Customer Onboarding


Dev Cham

March 15, 2021

Smart Story | Release 2

The least amount of hours you spend with the customer, the more you focus on additional revenue.

The faster you onboard customers, the faster you can focus on acquiring additional customers.

This is your “win-win mission” with customer onboarding.

User Onboarding Goals

Onboarding lets you welcome new users and reconnect with returning ones. An optional onboarding experience that’s fast, fun, and educational can help people get the most from your app without getting in their way.

  1. Provide onboarding that helps people enjoy your app, not just set it up.
    People can appreciate the opportunity to learn more about your app, but they also expect it to just work. Avoid including setup or licensing details in your onboarding experience. For guidance, see Launching.
  2. Get to the action quickly.
    After the system replaces your launch screen with your initial app screen, let people dive right in and start enjoying your app. If you need to provide tutorials or intro sequences, give people a way to skip them and don’t automatically show them to returning users.
  3. Anticipate the need for help.
    Proactively look for times when people might be stuck. A game, for example, could casually show useful tips when paused or when a character isn’t advancing. Let people replay tutorials in case they miss something the first time.
  4. Stick to the essentials in tutorials.
    It’s fine to provide guidance for beginners, but education isn’t a substitute for great app design. First and foremost, make your app intuitive. If too much guidance is needed, revisit the design of your app.
  5. Make learning fun and discoverable.
    Learning by doing is a lot more fun and effective than reading a list of instructions. Use animation and interactivity to teach gradually and in context. Avoid displaying static screenshots that appear interactive.

Nail Down The Launching Experience 

The launch experience has a significant impact on the way people feel about your app. Regardless of the device, people are using or how long it’s been since they last opened your app, the launch experience should be fast and seamless.

The guidelines below can help you design a delightful launch experience. For developer guidance, see Responding to the Launch of Your App.

  1. Provide a launch screen.
    The system displays your launch screen the moment your app starts and quickly replaces it with your app’s first screen. The function of a launch screen is to give people the impression that your app is fast and responsive while allowing initial content to load.
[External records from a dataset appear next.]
Issue #773, opened 2018-02-14
option to limit container output size as a server setting


rdallman:
services will need to impose limits on this or users will easily be able to OOM `fn` servers by writing large outputs from their container. we already have the ability to limit the request size of the input with https://github.com/fnproject/fn/blob/master/api/server/server_options.go#L20 for symmetry.

this needs to be imposed for all formats and is mostly a plumbing issue.

PR #786, opened 2018-02-20
Response size clamp

skinowski:
*) Limit response http body or json response size to FN_MAX_RESPONSE_SIZE (default unlimited)
*) If limits are exceeded 502 is returned with 'body too large' in the error message

### DIFF
--- a/api/agent/agent.go
+++ b/api/agent/agent.go
@@ -505,10 +505,17 @@ func (s *coldSlot) exec(ctx context.Context, call *call) error {
 		return models.NewAPIError(http.StatusBadGateway, fmt.Errorf("invalid response from function err: %v", s.clamper.E))
 	}
 
-	// yes, we leak this and retain the buf until client times out.
-	buf := s.clamper.W.(*bytes.Buffer)
 	errApp := make(chan error, 1)
+
+	// take ownership of this buffer to avoid cold token.Close() to touch it.
+	buf := s.clamper.W.(*bytes.Buffer)
+	s.clamper = nil
+	// yes, we leak this and retain the buf until client times out. But this timeout is
+	// closely bounded by our own ctx timeout below. Once we return err, we expect gin
+	// to close/finalize client request/connection.
 	go func() {
+		// IMPORTANT: keep the buffer until client is done.
+		defer protocol.BufPool.Put(buf)
 		_, err := io.Copy(call.w, ioutil.NopCloser(buf))
 		errApp <- err
 	}()
--- a/api/agent/agent.go
+++ b/api/agent/agent.go
@@ -503,11 +503,11 @@ func (s *coldSlot) exec(ctx context.Context, call *call) error {
 		return res.Error()
 	}
 
-	if s.stdout == nil {
+	// This means default IO with no limits (no clamper)
+	clamper, ok := s.stdout.(*protocol.ClampWriter)
+	if !ok {
 		return ctx.Err()
 	}
-
-	clamper := s.stdout.(*protocol.ClampWriter)
 	if clamper.E {
 		return models.NewAPIError(http.StatusBadGateway, fmt.Errorf("invalid response from function err: body too large"))
 	}
@@ -659,13 +659,7 @@ func (a *agent) prepCold(ctx context.Context, call *call, tok ResourceToken, ch 
 	buf := protocol.BufPool.Get().(*bytes.Buffer)
 	buf.Reset()
 
-	var stdout io.Writer
-	if protocol.BufPoolChunkSize == 0 {
-		stdout = buf
-	} else {
-		stdout = &protocol.ClampWriter{W: buf, N: protocol.BufPoolChunkSize}
-	}
-
+	stdout := protocol.NewClampWriter(buf)
 	container := &container{
 		id:      id.New().String(), // XXX we could just let docker generate ids...
 		image:   call.Image,
--- a/api/agent/agent.go
+++ b/api/agent/agent.go
@@ -518,10 +518,11 @@ func (s *coldSlot) Close(ctx context.Context) error {
 
 // implements Slot
 type hotSlot struct {
-	done      chan struct{} // signal we are done with slot
-	errC      <-chan error  // container error
-	container *container    // TODO mask this
-	err       error
+	done        chan struct{} // signal we are done with slot
+	errC        <-chan error  // container error
+	container   *container    // TODO mask this
+	maxRespSize uint64        // TODO boo.
+	err         error
 }
 
 func (s *hotSlot) Close(ctx context.Context) error {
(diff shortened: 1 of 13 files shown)


api/agent/agent.go
```diff
@@ -112,72 +113,42 @@ type agent struct {
...
-		ServerVersion: "17.06.0-ce",
-	})
-
-	freezeIdleMsecs, err := getEnvMsecs("FN_FREEZE_IDLE_MSECS", 50*time.Millisecond)
-	if err != nil {
-		logrus.WithError(err).Fatal("error initializing freeze idle delay")
-	}
 
-	ejectIdleMsecs, err := getEnvMsecs("FN_EJECT_IDLE_MSECS", 1000*time.Millisecond)
+	cfg, err := NewAgentConfig()
```
rdallman: thanks for adding this.

api/agent/protocol/http.go
```diff
@@ -62,12 +63,18 @@ func (h *HTTPProtocol) Dispatch(ctx context.Context, ci CallInfo, w io.Writer) e
 	span, _ = opentracing.StartSpanFromContext(ctx, "dispatch_http_write_response")
 	defer span.Finish()
 
-	buf := bufPool.Get().(*bytes.Buffer)
+	buf := BufPool.Get().(*bytes.Buffer)
 	buf.Reset()
-	defer bufPool.Put(buf)
+	defer BufPool.Put(buf)
+
+	reader := NewClampReader(resp.Body)
```
rdallman: i'm worried about doubly imposing this limit with https://github.com/fnproject/fn/blob/master/api/server/server_options.go#L20 -- that guy has the benefit of limiting the request body for every handler, but plumbing wise checking for that error from in here sucks. some options I guess. at least, there's some dupe code for limit reader stuff it looks like.

api/agent/agent.go
```diff
@@ -112,72 +113,42 @@ type agent struct {
...
+		cfg:         *cfg,
+		da:          da,
+		driver:      driver,
+		slotMgr:     NewSlotQueueMgr(),
+		resources:   NewResourceTracker(),
+		shutdown:    make(chan struct{}),
+		promHandler: promhttp.Handler(),
 	}
 
+	protocol.BufPoolChunkSize = int64(cfg.MaxResponseSize)
```
rdallman: this one kinda smells. I see a lot of ways to skin the cat on this one. was this preferable to wrapping the reader or writer being passed off to dispatch [as stdin/stdout] in the same manner we're doing for stderr (`func_logger.go`)?

api/agent/protocol/factory.go
```diff
@@ -172,3 +172,57 @@ func New(p Protocol, in io.Writer, out io.Reader) ContainerIO {
 // IsStreamable says whether the given protocol can be used for streaming into
 // hot functions.
 func IsStreamable(p Protocol) bool { return New(p, nil, nil).IsStreamable() }
+
+type ClampWriter struct {
```
rdallman: `func_logger.go` has this guy too.

rdallman: we used to have `common/writers.go` that had various io.Writer utilities, we could do that again

api/agent/agent.go
```diff
@@ -532,7 +504,37 @@ func (s *coldSlot) exec(ctx context.Context, call *call) error {
...
+	s.stdout = nil
+	// yes, we leak this and retain the buf until client times out. But this timeout is
+	// closely bounded by our own ctx timeout below. Once we return err, we expect gin
+	// to close/finalize client request/connection.
+	go func() {
+		// IMPORTANT: keep the buffer until client is done.
+		defer protocol.BufPool.Put(buf)
+		_, err := io.Copy(call.w, ioutil.NopCloser(buf))
+		errApp <- err
+	}()
```
rdallman: Dispatch and cold have never played well together, the back story on that is that if you start the container and it ignores stdin then it can exit before dispatch is ready to see what's going on or we've handed out the slot to actually receive the error from the container. it sucks. i wish we could thread cold through Dispatch. maybe someone with a bigger brain than I can solve the puzzle there.

all that's to say, this seems really hairy. this appears to add buffering of default format responses before shipping them out. dispatch was a good spot to put this (for response headers crap, mostly) and i'm sad we can't put this there and I don't think we can thread a buffer as the writer in front of all calls due to the headers crap (that has to be done in dispatch on a ResponseWriter). am trying to think but all jolted on cheap burnt conference coffee and need to eat. i'll leave that to marinate on and be back later... in any case, it seems like we should find a unified place to either tuck this and return a `models.APIError` from the `io.Copy` calls or from somewhere else (there are challenges here with pipes, i'm aware).

api/agent/agent.go
```diff
@@ -583,24 +592,54 @@ func (s *hotSlot) exec(ctx context.Context, call *call) error {
...
+	// more data after) but this does clear naive (most common) cases out
+	// such as container spitting out too much (or faulty) data at once.
+	// If we fail to clear this pipe (stdoutRead), then docker IO demultiplex
+	// stdCopy will notice that we have not read all the data from it and will
+	// shutdown the container.
+	select {
+	case finalError = <-s.errC: // give precedence to error from container
+	case <-time.After(time.Duration(500) * time.Millisecond):
+	case <-ctx.Done(): // call timeout
+	}
```
rdallman: closing the pipes takes care of this and this is redundant I think? the docker stdcopy read will be stuck on an old pipe reader in io.Read? see: conf coffee issue. bbl.

api/agent/agent.go
skinowski: yeah, I'll take a look at this one more time. I kind of started with global var like this because this was tied to system wide env var, but now I moved it under the agent, who sets it, so it surely looks a bit unsavory.

api/agent/protocol/factory.go
skinowski: I should move these to common/writers.go. But the func_logger one is a bit specialized for log writing it seems.

api/agent/agent.go
skinowski: So, this has turned out to be tricky. If we close the pipe here, then docker stdcopy doesn't like it. Partial read causes docker to exit the container. That exit 2 event happens after we return here, and sometimes causes next request to fail. Adding 500msec latency to these failures is something I don't like (and it also doesn't 100% cover all cases), but the alternative is to kill the hot container. (which I actually like. :-) )

api/agent/protocol/http.go
skinowski: Doesn't that pertain to gin contexts (specifically request.Body) though? This is the response, and it is a brand new http response we synthesize here.

api/agent/agent.go
```diff
@@ -583,24 +592,54 @@ func (s *hotSlot) exec(ctx context.Context, call *call) error {
...
 	go func() {
 		ci := protocol.NewCallInfo(call.Call, call.req)
-		errApp <- proto.Dispatch(ctx, ci, call.w)
+		err := proto.Dispatch(ctx, ci, call.w)
+
+		// drain the container stdout if bad gw (aka container communication failed)
+		if err != nil && models.GetAPIErrorCode(err) == http.StatusBadGateway {
+			go func() {
+				// stdoutWrite.Close() will unblock this with EOF incoming from stdoutRead
+				io.Copy(ioutil.Discard, stdoutRead)
```
rdallman: idear: can we do this in the reader when we exceed the max instead of the contract requiring the caller to do this (see this at least 2 places)

api/agent/agent.go
rdallman: hmm. would this add a condition to our going terminator on containers?

* if container i/o exceeds time bounds
* if container i/o doesn't respect our imposed bounds?

this one seems recoverable, but maybe no

api/agent/agent.go
```diff
@@ -846,14 +888,10 @@ type container struct {
 }
 
 func (c *container) swap(stdin io.Reader, stdout, stderr io.Writer, cs *drivers.Stats) func() {
-	ostdin := c.stdin.(*ghostReader).inner
-	ostdout := c.stdout.(*ghostWriter).inner
-	ostderr := c.stderr.(*ghostWriter).inner
```
rdallman: d'oh... thanks.

api/agent/agent.go
skinowski: I could try to move this code into Dispatch(), as default protocol. There's already some dead code in there for cold-dispatch (eg. default.go)

skinowski: I looked at this one more time, but trying to move this into Dispatch() doesn't gain us much, the exec path is significantly different for cold.

Also I think we do want buffering of responses in all cases anyway, right?

skinowski:
Fixes #773

skinowski:
@rdallman this is rebased/cleanup now, which is essentially your pipe/clamp changes.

To ensure a seamless transition from your launch screen, design a plain screen that resembles your first app screen and doesn’t draw attention to itself. For guidance, see Launch Screen.
  2. Launch in the appropriate orientation.
    If your app supports both portrait and landscape modes, it should launch using the device’s current orientation. If your app only runs in one orientation, it should always launch in that orientation and let people rotate the device if necessary. Unless there’s a compelling reason not to, an app in landscape mode should orient itself correctly, regardless of whether the device was rotated left or right. For guidance, see Adaptivity and Layout.
  3. Avoid asking for setup information upfront.
    People expect apps to just work. Design your app for the majority of users and let the few that want a different configuration adjust settings to meet their needs. As much as possible, get setup information from device settings and defaults, or through a synchronization service, such as iCloud. If you must ask for setup information, prompt people to supply it the first time they open the app and let them modify it later in your app’s settings.
  4. Avoid showing in-app licensing agreements and disclaimers.
    Let the App Store display agreements and disclaimers so people can read them before downloading your app. If you must include these items within the app, integrate them in a balanced way that doesn’t disrupt the user experience.
  5. Restore the previous state when your app restarts.
    Don’t make people retrace steps to reach their previous location in your app. Preserve and restore your app’s state so they can continue where they left off.
  6. Don’t encourage rebooting.
    Restarting takes time and makes your app seem unreliable and hard to use. If your app has a memory or other issues that make it difficult to run unless the system has just booted, you need to address those issues.
  7. Avoid asking people to rate your app too quickly or too often.
    Asking for a rating soon after the first launch — or too frequently while people are using your app — is annoying and likely to decrease the amount of useful feedback you receive. To encourage well-considered feedback, give people time to form an opinion about your app before asking for a rating. Always provide a way to opt-out of rating prompts and never force people to rate your app.